A book by Olaf Olafson about Pétur Péturson might be thought likely to be Nordic or Scandi Noir, but while this story is partially set in Iceland and Denmark its theme is international. This is the story of a life lived badly, the story of man who was materially successful but whose soul was lost.

I can say only a little in a book review, as to reveal too much would mar the experience for a future reader. Suffice to say it starts at the end of Pétur Péturson’s life. He has died wealthy and alone and left a manuscript detailing how a “little crime” in his youth has followed and burdened him throughout his life.

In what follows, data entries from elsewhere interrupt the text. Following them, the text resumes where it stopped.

PR #4656, opened 2020-05-06
[typemaps] Handle Java to managed type maps properly

grendello:
Fixes: https://github.com/xamarin/xamarin-android/issues/4660
Context: https://github.com/xamarin/monodroid/commit/192b1f1b71c98650d04bf0a4e52ee337a054ff4c
Context: https://github.com/xamarin/java.interop/blob/fc18c54b2ccf14f444fadac0a1e7e81f837cc470/src/Java.Interop.Tools.JavaCallableWrappers/Java.Interop.Tools.JavaCallableWrappers/TypeNameMapGenerator.cs#L149-L186
Context: https://github.com/xamarin/java.interop/blob/010161d1ef6625b762429334f02e7b15e1f7caae/src/Java.Interop.Tools.JavaCallableWrappers/Java.Interop.Tools.JavaCallableWrappers/TypeNameMapGenerator.cs#L155

~~ Debug Mode ~~

In some environments, `BundleTest.TestBundleIntegerArrayList2()` fails
when  using the commercial shared runtime:

	Test 'Xamarin.Android.RuntimeTests.BundleTest.TestBundleIntegerArrayList2' failed: System.MemberAccessException : Cannot create an instance of Android.Runtime.JavaList`1[T] because Type.ContainsGenericParameters is true.

The problem appears to be rooted in ce2bc689.  In a pre-ce2bc689 world,
there were two separate sets of "typemap" files that the application
could use:

  * Java-to-managed mappings, in `typemap.jm`
  * Managed-to-Java mappings, in `typemap.mj`.

These files did *not* need to have the same number of entries!

	% unzip /Library/Frameworks/Xamarin.Android.framework/Versions/10.2.0.100/lib/xamarin.android/xbuild/Xamarin/Android/Mono.Android.DebugRuntime-debug.apk typemap.mj
	% strings typemap.jm | wc -l
	   10318
	% strings typemap.mj | wc -l
	   11956

The reason why they have a different number of entries is *aliasing*:
there can be *multiple* bindings for a given Java type.  The
managed-to-Java mappings can contain *all* of them; the
Java-to-managed mapping *must* pick Only One.

For example, [`java.util.ArrayList`][0] contains (at least?) *three* bindings:

  * [`Android.Runtime.JavaList`][1]
  * [`Android.Runtime.JavaList<T>`][2]

In a pre-ce2bc689 world, this was "fine": we'd binary search each file
*separately* to find type mappings.

This changed in ce2bc689, as the typemap information was merged into a
*single* array in order to de-duplicate information.  This reduced
`.apk` size.

An unanticipated result of this is that the Java-to-managed mappings
can now contain *duplicate* keys, "as if" the original `typemap.jm`
had the contents:

  java/util/ArrayList
  java/util/ArrayList
  java/util/ArrayList

Whereas pre-ce2bc689 there would have only been the first entry.

"Sometimes" this duplication is "fine": the typemap search
"Just happens" to return the first entry, or the 3rd entry, and apps
continue to work as intended.

"Sometimes" it isn't: the typemap binary search finds the 2nd entry,
which is a generic type.  This results in attempting to instantiate a
generic type *without appropriate type parameters*, which results in
the aforementioned `MemberAccessException`.

Update typemap generation code in `Xamarin.Android.Build.Tasks` so that
all the duplicate Java type names will point to the same managed type
name.  Additionally, make sure we select the managed type in the same
fashion the old typemap generator in `Java.Interop` worked - prefer base
types to the derived ones if the type is an interface or an abstract
class.  The effect of this change is that no matter which entry
`binary_search` ends up selecting it will always return the same managed
type name for all the aliased Java types.

~~ Release mode ~~

Another issue introduced in ce2bc689 is that we no longer ignore
interface and generic types when generating the Java-to-managed maps.
This adversely affects the `Release` mode in which it is possible that
an attempt to instantiate an open generic type (or an interface) will
happen, leading to error similar to:

	FATAL EXCEPTION: main
	  Process: com.companyname.androidsingleviewapp1, PID: 24068
	  android.runtime.JavaProxyThrowable: System.MemberAccessException: Cannot create an instance of Com.Contoso.Javalibrary1.Class0`1[T] because Type.ContainsGenericParameters is true.
	    at Com.Contoso.Javalibrary1.Class1.Create ()
	    at AndroidSingleViewApp1.MainActivity.OnCreate (Android.OS.Bundle savedInstanceState)
	    at Android.App.Activity.n_OnCreate_Landroid_os_Bundle_ (System.IntPtr jnienv, System.IntPtr native__this, System.IntPtr native_savedInstanceState)
	    at (wrapper dynamic-method) Android.Runtime.DynamicMethodNameCounter.1(intptr,intptr,intptr)
	         at crc647d7dcab8da8ee782.MainActivity.n_onCreate(Native Method)
	         at crc647d7dcab8da8ee782.MainActivity.onCreate(MainActivity.java:29)
	         at android.app.Activity.performCreate(Activity.java:7144)
	         at android.app.Activity.performCreate(Activity.java:7135)
	         at android.app.Instrumentation.callActivityOnCreate(Instrumentation.java:1271)
	         at android.app.ActivityThread.performLaunchActivity(ActivityThread.java:2931)
	         at android.app.ActivityThread.handleLaunchActivity(ActivityThread.java:3086)
	         at android.app.servertransaction.LaunchActivityItem.execute(LaunchActivityItem.java:78)
	         at android.app.servertransaction.TransactionExecutor.executeCallbacks(TransactionExecutor.java:108)
	         at android.app.servertransaction.TransactionExecutor.execute(TransactionExecutor.java:68)
	         at android.app.ActivityThread$H.handleMessage(ActivityThread.java:1816)
	         at android.os.Handler.dispatchMessage(Handler.java:106)
	         at android.os.Looper.loop(Looper.java:193)
	         at android.app.ActivityThread.main(ActivityThread.java:6718)
	         at com.android.internal.os.RuntimeInit$MethodAndArgsCaller.run(RuntimeInit.java:493)
	         at com.android.internal.os.ZygoteInit.main(ZygoteInit.java:858)

Update typemap generation code to also ignore generic types and
interfaces when generating the Java to Managed map in `Release` mode. We
must not simply skip outputting entries for such types because we need
to maintain element count parity between java-to-managed and
managed-to-java lookup tables.  Therefore, the way we skip such types is
to output a type token ID of `0` instead of the actual one.  This will
cause the runtime code to fail to find a mapping, thus allowing the
managed code to deal with such a type properly.

~~ Test Updates ~~

Update `TestBundleIntegerArrayList2()` so that it asserts
the runtime *type* of `obj` returned, asserting that it is in fact a
`JavaList` and not e.g. `Java.Util.ArrayList` or something.
(The linker could otherwise "change" things, and this assertion will
ensure that `JavaList` won't be linked away…)

Add a unit test for issue #4660 (by @brendanzagaeski)

It's very cute. :-)

We sort the Java-to-managed type name table, so it can be binary
searched to find the Managed type.

Additionally, the "preferred" managed type is the *first* type in
`monodis --typedef` output; the first type that we encounter when
going through all types in an assembly.

Brendan's cute way of provoking the bug is to add a new *generic* type
which will come *before* the "normally preferred" (and correct!) type.
Thus, even if/when binary search returns the first entry, that'll
still be the *wrong entry*, because that'll be a generic type!

Very cute.

[0]: https://developer.android.com/reference/java/util/ArrayList
[1]: https://github.com/xamarin/xamarin-android/blob/61f09bf2ef0c8f09550e2d77eb97f417432b315b/src/Mono.Android/Android.Runtime/JavaList.cs#L11-L13
[2]: https://github.com/xamarin/xamarin-android/blob/61f09bf2ef0c8f09550e2d77eb97f417432b315b/src/Mono.Android/Android.Runtime/JavaList.cs#L667-L668

### DIFF
--- a/src/Xamarin.Android.Build.Tasks/Utilities/TypeMapGenerator.cs
+++ b/src/Xamarin.Android.Build.Tasks/Utilities/TypeMapGenerator.cs
@@ -4,6 +4,7 @@ using System.Collections.Generic;
 using System.Linq;
 using System.Text;
 
+using Java.Interop.Tools.Cecil;
 using Mono.Cecil;
 
 namespace Xamarin.Android.Tasks
@@ -14,6 +15,7 @@ namespace Xamarin.Android.Tasks
 		const string TypeMapIndexMagicString = "XATI"; // Xamarin Android Typemap Index
 		const uint TypeMapFormatVersion = 2; // Keep in sync with the value in src/monodroid/jni/xamarin-app.hh
 		const string TypemapExtension = ".typemap";
+		const uint InvalidJavaToManagedMappingIndex = UInt32.MaxValue;
 
 		internal sealed class ModuleUUIDArrayComparer : IComparer<ModuleReleaseData>
 		{
@@ -52,6 +54,7 @@ namespace Xamarin.Android.Tasks
 			public uint Token;
 			public int AssemblyNameIndex = -1;
 			public int ModuleIndex = -1;
+			public bool SkipInJavaToManaged;
 		}
 
 		internal sealed class ModuleReleaseData
@@ -76,6 +79,8 @@ namespace Xamarin.Android.Tasks
 			public string ManagedLabel;
 			public int JavaIndex;
 			public int ManagedIndex;
+			public TypeDefinition TypeDefinition;
+			public bool SkipInJavaToManaged;
 		}
 
 		// Widths include the terminating nul character but not the padding!
@@ -87,6 +92,7 @@ namespace Xamarin.Android.Tasks
 			public List<TypeMapDebugEntry> JavaToManagedMap;
 			public List<TypeMapDebugEntry> ManagedToJavaMap;
 			public string OutputFilePath;
+			public string ModuleName;
 			public byte[] ModuleNameBytes;
 		}
 
@@ -125,7 +131,7 @@ namespace Xamarin.Android.Tasks
 			}
 		}
 
-		public bool Generate (bool debugBuild, bool skipJniAddNativeMethodRegistrationAttributeScan, List<TypeDefinition> javaTypes, string outputDirectory, bool generateNativeAssembly, out ApplicationConfigTaskState appConfState)
+		public bool Generate (bool debugBuild, bool skipJniAddNativeMethodRegistrationAttributeScan, List<TypeDefinition> javaTypes, TypeDefinitionCache cache, string outputDirectory, bool generateNativeAssembly, out ApplicationConfigTaskState appConfState)
 		{
 			if (String.IsNullOrEmpty (outputDirectory))
 				throw new ArgumentException ("must not be null or empty", nameof (outputDirectory));
@@ -140,25 +146,26 @@ namespace Xamarin.Android.Tasks
 			string typemapsOutputDirectory = Path.Combine (outputDirectory, "typemaps");
 
 			if (debugBuild) {
-				return GenerateDebug (skipJniAddNativeMethodRegistrationAttributeScan, javaTypes, typemapsOutputDirectory, generateNativeAssembly, appConfState);
+				return GenerateDebug (skipJniAddNativeMethodRegistrationAttributeScan, javaTypes, cache, typemapsOutputDirectory, generateNativeAssembly, appConfState);
 			}
 
 			return GenerateRelease (skipJniAddNativeMethodRegistrationAttributeScan, javaTypes, typemapsOutputDirectory, appConfState);
 		}
 
-		bool GenerateDebug (bool skipJniAddNativeMethodRegistrationAttributeScan, List<TypeDefinition> javaTypes, string outputDirectory, bool generateNativeAssembly, ApplicationConfigTaskState appConfState)
+		bool GenerateDebug (bool skipJniAddNativeMethodRegistrationAttributeScan, List<TypeDefinition> javaTypes, TypeDefinitionCache cache, string outputDirectory, bool generateNativeAssembly, ApplicationConfigTaskState appConfState)
 		{
 			if (generateNativeAssembly)
-				return GenerateDebugNativeAssembly (skipJniAddNativeMethodRegistrationAttributeScan, javaTypes, outputDirectory, appConfState);
-			return GenerateDebugFiles (skipJniAddNativeMethodRegistrationAttributeScan, javaTypes, outputDirectory, appConfState);
+				return GenerateDebugNativeAssembly (skipJniAddNativeMethodRegistrationAttributeScan, javaTypes, cache, outputDirectory, appConfState);
+			return GenerateDebugFiles (skipJniAddNativeMethodRegistrationAttributeScan, javaTypes, cache, outputDirectory, appConfState);
 		}
 
-		bool GenerateDebugFiles (bool skipJniAddNativeMethodRegistrationAttributeScan, List<TypeDefinition> javaTypes, string outputDirectory, ApplicationConfigTaskState appConfState)
+		bool GenerateDebugFiles (bool skipJniAddNativeMethodRegistrationAttributeScan, List<TypeDefinition> javaTypes, TypeDefinitionCache cache, string outputDirectory, ApplicationConfigTaskState appConfState)
 		{
 			var modules = new Dictionary<string, ModuleDebugData> (StringComparer.Ordinal);
 			int maxModuleFileNameWidth = 0;
 			int maxModuleNameWidth = 0;
 
+			var javaDuplicates = new Dictionary<string, List<TypeMapDebugEntry>> (StringComparer.Ordinal);
 			foreach (TypeDefinition td in javaTypes) {
 				UpdateApplicationConfig (td, appConfState);
 				string moduleName = td.Module.Assembly.Name.Name;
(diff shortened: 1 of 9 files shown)


grendello:
Commit message snatched from https://github.com/xamarin/xamarin-android/pull/4645

src/Xamarin.Android.Build.Tasks/Utilities/TypeMapGenerator.cs
```diff
@@ -329,12 +377,18 @@ bool GenerateRelease (bool skipJniAddNativeMethodRegistrationAttributeScan, List
...
+				// to output `0` as the token id for the type, thus effectively causing the runtime unable to match such
+				// a Java type name to a managed type. This fixes https://github.com/xamarin/xamarin-android/issues/4660
 				var entry = new TypeMapReleaseEntry {
 					JavaName = javaName,
 					JavaNameLength = outputEncoding.GetByteCount (javaName),
 					ManagedTypeName = td.FullName,
 					Token = td.MetadataToken.ToUInt32 (),
-					AssemblyNameIndex = knownAssemblies [assemblyName]
+					AssemblyNameIndex = knownAssemblies [assemblyName],
+					SkipInJavaToManaged = td.IsInterface | td.HasGenericParameters,
```
jonpryor, line 391: Shouldn't this be `||`, not `|`?

grendello: it can be either, since it's a `bool` it will work both ways, but I guess `||` would be more conventional...

src/monodroid/jni/embedded-assemblies.cc
```diff
@@ -208,6 +209,10 @@ EmbeddedAssemblies::typemap_java_to_managed (const char *java_type_name)
 	}
 
 	const char *managed_type_name = entry->to;
+	if (managed_type_name == nullptr) {
+		log_debug (LOG_DEFAULT, "typemap: Java type '%s' maps either to an open generic type or an interface type.");
```
jonpryor, line 213: This should probably use `LOG_ASSEMBLY` as `LOG_DEFAULT` requires an `adb shell setprop debug.mono.log default` to see the messages, which just *looks* weird.

src/Xamarin.Android.Build.Tasks/Utilities/TypeMapGenerator.cs
```diff
@@ -491,6 +554,10 @@ void OutputModule (ModuleDebugData moduleData)
 		//
 		void OutputModule (BinaryWriter bw, ModuleDebugData moduleData)
 		{
+			if ((uint)moduleData.JavaToManagedMap.Count == UInt32.MaxValue) {
```
jonpryor, line 557: This feels like dead/impossible code.  Sure, there's "defense in depth," but this feels like it's bordering on lunacy, as `List<T>` is backed by an array which can hold at most [`Array.MaxArrayLength`](https://github.com/dotnet/runtime/blob/0ec974709e311ef63e7e23ed7c74f1f33762aecc/src/libraries/System.Private.CoreLib/src/System/Array.cs#L27) elements.

This is admittedly less than `int.MaxValue`, and is an implementation detail.

Allowing `List<T>.Capacity` and `List<T>.Count` to *exceed* `int.MaxValue` would be a *yuge* semantic break, though.  Checking that `int.MaxValue` is less than `uint.MaxValue` is bizarre; it can't *not* be true.

(And if by some chance somebody *wanted* to allow `List<T>`/Arrays to hold more than int.MaxValue elements -- as mono could do at one point in time! -- you'd have to have `Count` *throw an exception* when Count exceeded `int.MaxValue`, otherwise currently semantically correct code that checks that `list.Count > 0` *will **fail***, which is very much not good.  Which means that *this* code would be *doubly* broken!)

If anything, use `int.MaxValue` as the limit, not `uint.MaxValue`.  Assuming we need this check at all.

src/Xamarin.Android.Build.Tasks/Utilities/TypeMapGenerator.cs
```diff
@@ -502,7 +569,7 @@ void OutputModule (BinaryWriter bw, ModuleDebugData moduleData)
 			foreach (TypeMapDebugEntry entry in moduleData.JavaToManagedMap) {
 				bw.Write (outputEncoding.GetBytes (entry.JavaName));
 				PadField (bw, entry.JavaName.Length, (int)moduleData.JavaNameWidth);
-				bw.Write (entry.ManagedIndex);
+				bw.Write (entry.SkipInJavaToManaged ? UInt32.MaxValue : (uint)entry.ManagedIndex);
```
jonpryor, line 572: This makes it look like we're using `uint.MaxValue` as a "placeholder" value for an "invalid" mapping.  If so, we should semantically name this constant:

```csharp
const uint InvalidJavaToManagedMappingIndex = uint.MaxValue;
```

src/monodroid/jni/embedded-assemblies.cc
```diff
@@ -736,7 +741,12 @@ EmbeddedAssemblies::typemap_load_file (BinaryTypeMapHeader &header, const char *
 		cur->from = reinterpret_cast<char*>(java_pos);
 
 		uint32_t idx = *(reinterpret_cast<uint32_t*>(java_pos + header.java_name_width));
-		cur->to = reinterpret_cast<char*>(managed_start + (managed_entry_size * idx));
+		if (idx < UINT32_MAX) {
```
jonpryor, line 744: "Ditto" here, instead of `UINT32_MAX`, we should use a semantically meaningful name, e.g. `INVALID_TARGET_INDEX`.

src/Xamarin.Android.Build.Tasks/Utilities/TypeMapGenerator.cs
grendello: It's a check for an "impossible" situation, for sure. But I don't want to rely on implementation details of `List<>` to check a condition that may affect us on the runtime. Also, if for some weird reason (a bug?) `.Count` is set to `-1`, then casting it to `uint` will yield `uint.MaxValue`. However, that is not the point of all this - `uint.MaxValue` is a special value used by the native runtime to determine that the entry should be skipped (is considered as "invalid") and this check makes this condition more explicit while not hurting anything.

PR #4658, opened 2020-05-06
[Mono.Android] Don't download or process Android platforms we no longer support.

jpobst:


jpobst:
Closing this.  Even though we do not support the previous versions we do rely on their history to produce API compatible bindings.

This aspect of the book is gripping. It reads like a thriller as we try to work out the crime, the victim and the motive. As he gradually reveals the history of his life we start to know what crimes he has committed and these are not only those that he confesses; in his braggadocio he reveals crimes that he does not recognize as his responsibility. As a non-believer he reports that he seeks no absolution and sees no need for atonement but his desire and need for both become apparent to the reader as the story progresses.

As we try to understand the nature of Pétur and his crime we become aware of a very black-hearted individual riven with jealousy, lust and anger and this is where the power of the novel lies. Although it concerns a lying, cheating, greedy man who is almost the epitome of a bastard, it is written in such a way that we can understand these feelings and even see part of ourselves in them. We may dislike Pétur, but we don’t hate him and by the end understand him a little and hopefully also may have gained a little insight to where some of our own less gallant emotions arise. It is all very well to read about heroes and heroines, but we also need to know where our faults lie and what may be making us poorer people than we could be.

Those of you who are without sin, and have no baser aspects of character that need addressing, can still enjoy this novel as a gripping mystery. There is much that will hold your attention through to the end, where even the last pages may surprise you.